Thunderstorms covered the Dominican Republic. Rivers burst their banks in dangerously deforested southern Haiti, where gusts uprooted a palm tree and flung it into a mud hut, injuring two people who were hospitalized in southern Les Cayes town.

Dennis grew to a Category 2 hurricane Thursday morning, becoming the third storm to threaten petroleum output in the Gulf of Mexico. Private forecaster AccuWeather put the storm right into U.S. oil and gas producing facilities.

Oil futures rose sharply Wednesday on concerns about Dennis but were down nearly $2 Thursday morning at $59.35 a barrel, as a series of terrorist blasts in London led investors to abandon riskier investments.

The hurricane follows Tropical Storm Cindy, which made landfall late Tuesday in Louisiana and hindered oil production and refining. On Thursday, remnants of Cindy hit parts of the Carolinas, prompting flash flood and tornado watches.

The Cayman Islands were on hurricane watch, and the southern Florida peninsula was on tropical storm watch, expecting severe conditions within 36 hours. Forecasters at the U.S. Hurricane Center in Miami said the storm could strike the United States on Sunday or Monday.

"It is possible that Dennis may become a major hurricane," the center warned.

Lead forecaster Martin Nelson said it was the first time the Atlantic hurricane season had four named storms this early since record-keeping began in 1851. The season runs from June 1 to Nov. 30.

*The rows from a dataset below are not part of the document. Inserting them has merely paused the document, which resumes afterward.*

PR #2783, opened 2024-07-24
Add documentation for Custom Markdown

msamper:
### Features and Changes

Adds documentation for Custom Markdown

### DIFF
--- a/docs/docs/using/growthbook-best-practices.mdx
+++ b/docs/docs/using/growthbook-best-practices.mdx
@@ -136,7 +136,7 @@ before your team is able to start an experiment.
 
 ### Custom Markdown
 
-For larger organizations, it can helpful to provide some org-specific messaging to your team around processes for setting up experiments and features. GrowthBook gives enterprise users the capability to inject markdown into key pages in the app so that you can do just that. We've also surfaced certain Handlebars variables on each page so that you can leverage the power of [Handlebars templates](https://handlebarsjs.com/guide/#simple-expressions) to customize your messaging depending on the context.
+Enterprise users can inject custom markdown content into key pages of the GrowthBook app. This feature allows you to provide organization-specific guidance on processes for setting up experiments and features. Additionally, we've made certain Handlebars variables available on each page. This enables you to use [Handlebars templates](https://handlebarsjs.com/guide/#simple-expressions) to dynamically customize your messaging based on context.
 
 | Page             | Variables                                                            |
 | ---------------- | -------------------------------------------------------------------- |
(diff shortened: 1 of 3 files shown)


docs/docs/using/growthbook-best-practices.mdx
royalfig, line 1: Does it matter to the user that we're using Hbs to parse the variables? Are there other Hbs expressions available, too? 

If it's only the ability to use the variables in markdown, then I probably would omit reference to Handlebars because it's not important that the user know that. However, I'd add an example of how to use it or a screenshot. 

Writing `Welcome to {{orgName}}` in markdown becomes "Welcome to Acme Co." when rendered. You likely have a better use case to put as an example. 

---
At minimum, there's a "be" missing after "it can" in the first sentence. 

I'd likely rewrite like this, tho, to make the feature front and center:

> Enterprise users can inject custom markdown content into key pages of the GrowthBook app. This feature allows you to provide organization-specific guidance on processes for setting up experiments and features. 

> Additionally, we've made certain Handlebars variables available on each page. This enables you to use [Handlebars templates](https://handlebarsjs.com/guide/#simple-expressions) to dynamically customize your messaging based on context. For example, ...

royalfig (approved):
I made some suggestions for improvement, but this is good to go when you're ready!

docs/docs/using/growthbook-best-practices.mdx
jdorn: Handlebars is important if someone wants to use conditional rendering, not just outputing variables.  For example, only show a block of markdown if project = "X"

docs/docs/using/growthbook-best-practices.mdx
```diff
@@ -134,6 +134,19 @@ The first is to make it super easy to add documentation directly in the platform
 for the experiment. Secondly, we added launch checklists, which can require that certain files be filled
 before your team is able to start an experiment.
 
+### Custom Markdown
+
+For larger organizations, it can helpful to provide some org-specific messaging to your team around processes for setting up experiments and features. GrowthBook gives enterprise users the capability to inject markdown into key pages in the app so that you can do just that. We've also surfaced certain Handlebars variables on each page so that you can leverage the power of [Handlebars templates](https://handlebarsjs.com/guide/#simple-expressions) to customize your messaging depending on the context.
```
msamper, line 139:
```suggestion
Enterprise users can inject custom markdown content into key pages of the GrowthBook app. This feature allows you to provide organization-specific guidance on processes for setting up experiments and features. Additionally, we've made certain Handlebars variables available on each page. This enables you to use [Handlebars templates](https://handlebarsjs.com/guide/#simple-expressions) to dynamically customize your messaging based on context.
```

docs/docs/using/growthbook-best-practices.mdx
royalfig: Thanks. It wasn't clear from the docs alone to me whether that was the case. That's really cool, and I'd include an example showcasing that ability.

By Thursday morning, Dennis's sustained wind reached nearly 105 mph with higher gusts, the U.S. National Weather Service said. The storm, the first hurricane of the Atlantic season, could dump 20 inches of rain over mountains in its path, including Jamaica's coffee-producing Blue Mountains, forecasters said.

Tropical storm force winds from Dennis's outer bands had already reached eastern Jamaica. "Regardless of landfall, Jamaica will have impacts ... practically all day and into the evening hours," warned forecaster Dave Roberts of the U.S. National Hurricane Center in Miami.

Last year, hurricanes Frances, Ivan and Jeanne tore through the Caribbean with a collective ferocity not seen in many years, causing hundreds of deaths and billions of dollars in damages.